*** RECORDS SUPPLIED ***
PR #36, opened 2017-09-22
Moved dispersion and Erep after SCC loop

bhourahine:
Not urgent, but might be worth merging in relatively soon.

### DIFF
--- a/prog/dftb+/prg_dftb/main.F90
+++ b/prog/dftb+/prg_dftb/main.F90
@@ -328,13 +328,13 @@ contains
       end if
 
       if (tLatticeChanged) then
-        call handleLatticeChange(latVec, sccCalc, tStress, extPressure, mCutoff,&
-            & dispersion, recVec, invLatVec, cellVol, recCellVol, extLatDerivs, cellVec, rCellVec)
+        call handleLatticeChange(latVec, sccCalc, tStress, extPressure, mCutoff, recVec, invLatVec,&
+            & cellVol, recCellVol, extLatDerivs, cellVec, rCellVec)
       end if
 
       if (tCoordsChanged) then
         call handleCoordinateChange(coord0, latVec, invLatVec, species0, mCutoff, skRepCutoff, orb,&
-            & tPeriodic, sccCalc, dispersion, thirdOrd, img2CentCell, iCellVec,&
+            & tPeriodic, sccCalc, thirdOrd, img2CentCell, iCellVec,&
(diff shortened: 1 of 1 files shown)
*** End of RECORDS SUPPLIED ***
▸ WHAT IS BEING ASKED
The answer must hold only the lines from the first line of the data through the line bearing "invLatVec, cellVol, recCellVol, extLatDerivs, cellVec, rCellVec)", returned exactly.

▸ OUTPUT FOR THIS EXERCISE
PR #36, opened 2017-09-22
Moved dispersion and Erep after SCC loop

bhourahine:
Not urgent, but might be worth merging in relatively soon.

### DIFF
--- a/prog/dftb+/prg_dftb/main.F90
+++ b/prog/dftb+/prg_dftb/main.F90
@@ -328,13 +328,13 @@ contains
       end if
 
       if (tLatticeChanged) then
-        call handleLatticeChange(latVec, sccCalc, tStress, extPressure, mCutoff,&
-            & dispersion, recVec, invLatVec, cellVol, recCellVol, extLatDerivs, cellVec, rCellVec)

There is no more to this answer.